:: WORK REQUEST ::
Could you copy out every line of the data where the word "vickenty" occurs?

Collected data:
Content starts
PR #40501, opened 2025-09-03
AGTMETRICS-362 add payloads builder v3

vickenty:
### What does this PR do?

Add prototype implementation of v3 intake protocol

Disabled by default, additional unit tests were added in #41406 to make sure existing functionality is unaffected.

### Additional Notes


pkg/config/setup/config.go
```diff
@@ -1483,6 +1483,7 @@ func serializer(config pkgconfigmodel.Setup) {
 	config.BindEnvAndSetDefault("serializer_use_events_marshaler_v2", true)
 
 	config.BindEnvAndSetDefault("use_v2_api.series", true)
+	config.BindEnvAndSetDefault("use_v3_api.series", false)
```
dustmop: Just curious, are these two flags mutually exclusive? Will a customer only ever be using v2 OR v3?

dustmop (approved):

pkg/config/setup/config.go
vickenty: In the end, when this is GA, most customers that only send to the intake would indeed pick one. In the context of this PR, I needed something to enable v3 to be able to test it. On a second thought, I should use something more placeholder-like here, to make sure we revisit this later.

pkg/serializer/internal/metrics/iterable_series_v3.go
```diff
@@ -0,0 +1,703 @@
...
+	"SourceTypeName",
+	"OriginInfo",
+}
+
+// Constants for type column
+const (
+	metricCount = 0x01
+	metricRate  = 0x02
+	metricGauge = 0x03
+	metricketch = 0x04
```
tobz: `metricketch` -> `metricSketch`

pkg/serializer/internal/metrics/iterable_series_v3.go
```diff
@@ -0,0 +1,703 @@
...
+	txn         *stream.ColumnTransaction
+	dict        *dictionaryBuilder
+
+	deltaName           deltaEncoder
+	deltaTags           deltaEncoder
+	deltaResources      deltaEncoder
+	deltaInterval       deltaEncoder
+	deltaTimestamp      deltaEncoder
+	deltaSourceTypeName deltaEncoder
+	deltaOriginInfo     deltaEncoder
```
tobz: I might add a suffix to the ones that are dealing with _indexes_, since at first I was confused on how we would delta encode a string. 😅 Something like `deltaNameDictIdx`, etc.

fabbing (approved):

pkg/serializer/internal/metrics/iterable_series_v3.go
```diff
@@ -0,0 +1,705 @@
...
+	panic("unknown APIMetricType")
+}
+
+func varintLen(v int) int {
+	n, rem := bits.Div(0, uint(bits.Len(uint(v))), 7)
+	if rem > 0 {
+		n++
+	}
+	return int(n)
+}
```
lukesteensen, line 701: Not sure if we'd actually hit this, but this returns a zero length for an input value of zero. I believe that would still need one byte to encode.

pkg/serializer/internal/metrics/iterable_series_v3.go
```diff
@@ -0,0 +1,705 @@
...
+
+func (db *dictionaryBuilder) appendTagsSlice(tags []string) {
+	for _, s := range tags {
+		db.tagsBuffer = append(db.tagsBuffer, db.tagsInterner.intern(istr(s)))
+	}
+}
+
+func (db *dictionaryBuilder) internTags1(prefixID int64, tags []string) int64 {
+	var hash1, hash2 uint64 = uint64(prefixID), 0
+	for _, s := range tags {
```
lukesteensen: Should we sort the input before hashing so it matches the serialized form?

pkg/serializer/internal/metrics/iterable_series_v3.go
```diff
@@ -0,0 +1,705 @@
...
+		hash1, hash2 = murmur3.SeedStringSum128(hash1, hash2, s)
+	}
+
+	key := hash1
+	if id, ok := db.tagsIndex[key]; ok {
+		return id
+	}
```
lukesteensen, line 576: Do we need to consider collisions here for correctness? I'm sure it's extremely unlikely, but I haven't done the math and we do process quite a lot of data 😅. If there's a way to have an equality-based fallback without costing too much, that might be a good idea.

pkg/serializer/internal/metrics/iterable_series_v3_test.go
```diff
@@ -0,0 +1,315 @@
...
+		15<<3 | 2, 4, 1, 1, 1, 1,
+		16<<3 | 2, 1, 8, 0xc2, 0xb8, 0xad, 0x8b, 0xd, 0, 0, 0,
+		17<<3 | 2, 1, 2, 4, 6,
+		19<<3 | 2, 1, 8, 0x1f, 0x85, 0xeb, 0x51, 0xb8, 0x1e, 0x9, 0x40,
+		23<<3 | 2, 1, 4, 0, 0, 2, 0,
+		24<<3 | 2, 1, 4, 2, 0, 2, 2,
+	}, ps[0].GetContent())
+}
+
+func BenchmarkPaylodsBuilderV3(b *testing.B) {
```
lukesteensen:
```suggestion
func BenchmarkPayloadsBuilderV3(b *testing.B) {
```

pkg/serializer/internal/metrics/iterable_series_v3_test.go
Content ends
:: WORKED SOLUTION ::
vickenty:
vickenty: In the end, when this is GA, most customers that only send to the intake would indeed pick one. In the context of this PR, I needed something to enable v3 to be able to test it. On a second thought, I should use something more placeholder-like here, to make sure we revisit this later.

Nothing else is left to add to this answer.